• What needs to be done:
The lines to copy are those with "only" in them. Pull each one from the entries below.

• Data records:
[Start of section]

PR #473, opened 2020-01-15
aws.Endpoints Usage Refactor for aws.Request and aws.Metadata

skmcgrail:
This PR is the refactor work to the aws.Request structure to store and utilize the resolved Endpoint structure from the EndpointResolver. This included updates to the usage of the aws.Metadata and the SigningName, SigningRegion, and Endpoint which were originally stored there.

### DIFF
--- a/aws/request_test.go
+++ b/aws/request_test.go
@@ -1157,7 +1157,7 @@ func TestRequestEndpointConstruction(t *testing.T) {
 		ExpectedEndpoint aws.Endpoint
 	}{
 		"resolved modeled endpoint": {
-			EndpointResolver: func(_, _ string) (endpoint aws.Endpoint, err error) {
+			EndpointResolver: func(_, _ string) (aws.Endpoint, error) {
 				return aws.Endpoint{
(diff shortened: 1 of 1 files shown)


aws/request.go
```diff
@@ -111,12 +112,8 @@ func New(cfg Config, metadata Metadata, handlers Handlers,
 
 	if err == nil {
 		// TODO so ugly
-		metadata.Endpoint = endpoint.URL
-		if len(endpoint.SigningName) > 0 && !endpoint.SigningNameDerived {
-			metadata.SigningName = endpoint.SigningName
-		}
-		if len(endpoint.SigningRegion) > 0 {
-			metadata.SigningRegion = endpoint.SigningRegion
```
skmcgrail: Looking at this again, with this change, it should probably have a similar check as the new code I wrote below which checks to see if the returned endpoint had an empty signing region, and fallback to the metadata signing region. Metadata signing region would be initialized with the aws.Config.Region as part of client construction.

PR #474, opened 2020-01-16
Support for Loading Service Specific Configuration from External Sources During Client Creation

skmcgrail:
Adds support for loading service specific configuration options from external sources during client creation.

Remaining Items:
[X] Unit-test generation of generated service configuration resolver

### DIFF
--- a/service/s3/api_client.go
+++ b/service/s3/api_client.go
@@ -98,7 +98,7 @@ func New(config aws.Config) *Client {
 	}
 
 	if config.AdditionalConfig != nil {
-		if err := config.AdditionalConfig.ResolveConfig(resolveServiceConfig(svc)); err != nil {
+		if err := config.AdditionalConfig.ResolveConfig(resolveClientConfig(svc)); err != nil {
 			panic(fmt.Errorf("failed to resolve service configuration: %v", err))
 		}
 	}
--- a/service/s3/api_client_config.go
+++ b/service/s3/api_client_config.go
@@ -6,7 +6,7 @@ import (
 	"github.com/aws/aws-sdk-go-v2/service/s3/internal/external"
 )
 
-func resolveServiceConfig(svc *Client) func(configs []interface{}) error {
+func resolveClientConfig(svc *Client) func(configs []interface{}) error {
 	return func(configs []interface{}) error {
 		if value, ok, err := external.ResolveUseARNRegion(configs); err != nil {
 			return err
--- a/service/s3/api_client_config_test.go
+++ b/service/s3/api_client_config_test.go
@@ -18,7 +18,7 @@ func TestExternalConfigResolver(t *testing.T) {
 	t.Run("UseARNRegion", func(t *testing.T) {
 		t.Run("value not found", func(t *testing.T) {
 			svc := &Client{}
-			err := resolveServiceConfig(svc)([]interface{}{
+			err := resolveClientConfig(svc)([]interface{}{
 				mockUseARNRegion(func() (value bool, ok bool, err error) {
 					return value, ok, err
 				}),
@@ -32,7 +32,7 @@ func TestExternalConfigResolver(t *testing.T) {
 		})
 		t.Run("resolve error", func(t *testing.T) {
 			svc := &Client{}
-			err := resolveServiceConfig(svc)([]interface{}{
+			err := resolveClientConfig(svc)([]interface{}{
 				mockUseARNRegion(func() (value bool, ok bool, err error) {
 					err = fmt.Errorf("resolve error")
 					return value, ok, err
@@ -47,9 +47,12 @@ func TestExternalConfigResolver(t *testing.T) {
 		})
 		t.Run("value found", func(t *testing.T) {
 			svc := &Client{}
-			err := resolveServiceConfig(svc)([]interface{}{
+			err := resolveClientConfig(svc)([]interface{}{
 				mockUseARNRegion(func() (value bool, ok bool, err error) {
 					value = true
+					return value, true, err
+				}),
+				mockUseARNRegion(func() (value bool, ok bool, err error) {
 					return value, true, err
 				}),
 			})


private/model/api/api.go
```diff
@@ -694,6 +708,10 @@ func (a *API) ServiceGoCode() string {
 	}
 	a.AddSDKImport("private/protocol", a.ProtocolPackage())
 
+	if a.HasServiceClientConfig() {
+		a.AddSDKImport("service", a.PackageName(), a.ConfigPackageName())
+	}
+
```
skotambkar: Nit: Conditional AddSDKImport probably can be a part of the template.

skotambkar:
Were generated config.go files intentionally not added in this PR?

private/model/api/api.go
skmcgrail: This is included in the most recent commit.

skmcgrail: It could be, but I don't agree with adding unnecessarily adding complexity to the cognitive load of understanding the template for a single import.

aws/config.go
```diff
@@ -78,6 +78,17 @@ type Config struct {
...
+	// clients.
+	ExternalConfig ExternalConfig
+}
+
+// ExternalConfig is an interface that encapsulates the behavior of loading
+// additional configuration from an external source.
+type ExternalConfig interface {
+	// ResolveConfig calls the provide function passing slice of configuration sources
+	ResolveConfig(func(configs []interface{}) error) error
 }
```
jasdel: Does it make sense to rename this field to be more generic to additional config, instead of specific to `External`?   Even though that is what we plan to use it for.

aws/external/config.go
```diff
@@ -100,6 +100,15 @@ func (cs Configs) ResolveAWSConfig(resolvers []AWSConfigResolver) (aws.Config, e
 	return cfg, nil
 }
 
+// ResolveConfig calls the provide function passing slice of configuration sources
+func (cs Configs) ResolveConfig(f func(configs []interface{}) error) error {
```
jasdel: Might be helpful to document the interface this intends to implement.

jasdel: Does `ResolveConfig` need to be a separate method from `ResolveAWSConfig?  They basically do the same thing, with the exception, `ResolveAWSConfig` takes multiple resolvers where `ResolveConfig` only takes one. Does it make sense for `ResolveAWSConfigs` to be updated to take variadic arguments, instead of adding a new method?

aws/external/provider.go
```diff
@@ -343,3 +343,13 @@ func NewWithEC2MetadataRegion(ctx context.Context, client *ec2metadata.Client) W
...
+
+// WithS3UseARNRegion is used to specify whether to enable usage of the region specified
+// in an ARN passed as an S3 bucket value.
+type WithS3UseARNRegion bool
+
+// GetS3UseARNRegion returns whether to enable usage of the region specified
+// in an ARN passed as an S3 bucket value.
+func (w WithS3UseARNRegion) GetS3UseARNRegion() (bool, error) {
+	return bool(w), nil
+}
```
jasdel: Does this need to be exported in the `external` package or unexported within the s3 client package? This provider probably can be generated.

private/model/api/api.go
```diff
@@ -631,6 +667,12 @@ func New(config aws.Config) *{{ .StructName }} {
     	),
     }
 
+	{{ if .HasExternalServiceConfigFields }}
+		if config.ExternalConfig != nil {
+			config.ExternalConfig.ResolveConfig(resolveServiceConfig(svc))
```
jasdel: even though not best place to use it, should capture error here, for when we add client builders.

private/model/api/api.go
```diff
@@ -666,13 +737,29 @@ func (c *{{ .StructName }}) newRequest(op *aws.Operation, params, data interface
...
+}
+{{- end }}
 `))
 
 // ServicePackageDoc generates the contents of the doc file for the service.
 //
 // Will also read in the custom doc templates for the service if found.
 func (a *API) ServicePackageDoc() string {
-	a.imports = map[string]bool{}
+	a.imports = map[packageImport]bool{}
```
jasdel: This could be `a.resetImports()` instead

private/model/api/api.go
```diff
@@ -704,6 +796,72 @@ func (a *API) ServiceGoCode() string {
 	return code
 }
 
+// ServiceTestGoCode generates service client specific unit-tests
+func (a *API) ServiceTestGoCode() string {
+	// At this time we only need to generate client tests for external config resolution
+	if !a.HasExternalServiceConfigFields() {
```
jasdel: Nit should be `Client`TestGoCode :) or maybe `APIClientTestGoCode` if we're using that naming.

what do you think about putting all of these templates, and behavior into its own go file. e.g. `client_config.go` similar to `smoke.go` and `examples.go`.

service/s3/external/external.go
```diff
@@ -0,0 +1,9 @@
+// Code generated by private/model/cli/gen-api/main.go. DO NOT EDIT.
+
+package external
+
+type WithUseARNRegion bool
+
+func (v WithUseARNRegion) GetS3UseARNRegion() (value bool, ok bool, err error) {
+	return bool(v), true, nil
+}
```
jasdel: It might be better for the SDK not to generate this file at all. On second look at a sub package with just this file seems excessive.

private/model/api/api.go
```diff
@@ -983,3 +1121,112 @@ func (a *API) hasNonIOShapes() bool {
 	}
 	return false
 }
+
+var tplClientConfig = template.Must(template.New("tplClientConfig").Funcs(map[string]interface{}{
+	"ExternalConfigFields": externalConfigFields,
+}).Parse(`
+func resolveServiceConfig(svc *{{ .StructName }}) func(configs []interface{}) error {
```
jasdel: Nit, `Service` -> `Client`

private/model/api/service_specific_config.go
```diff
@@ -4,21 +4,53 @@ package api
...
 type serviceConfigFields []serviceConfigField
 
-func (fs serviceConfigFields) GoCode() string {
+// ServiceClientGoCode returns rendered service configuration fields suitable for a structure definition
+func (fs serviceConfigFields) ServiceClientGoCode() string {
 	w := bytes.NewBuffer(nil)
 
-	if err := svcConfigTmpl.Execute(w, fs); err != nil {
+	if err := tplServiceConfigFields.Execute(w, fs); err != nil {
 		panic("failed to render serviceConfigFields " + err.Error())
```
jasdel: Nit `Service` -> `Client`

PR #476, opened 2020-01-24
service/s3: Adds Support for S3 AccessPoints

skmcgrail:
This ports the V1 SDK's support for S3 AccessPoints.

### DIFF
--- a/private/model/api/api.go
+++ b/private/model/api/api.go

[End of section]

• Your response:
jasdel: Does `ResolveConfig` need to be a separate method from `ResolveAWSConfig?  They basically do the same thing, with the exception, `ResolveAWSConfig` takes multiple resolvers where `ResolveConfig` only takes one. Does it make sense for `ResolveAWSConfigs` to be updated to take variadic arguments, instead of adding a new method?
+	// At this time we only need to generate client tests for external config resolution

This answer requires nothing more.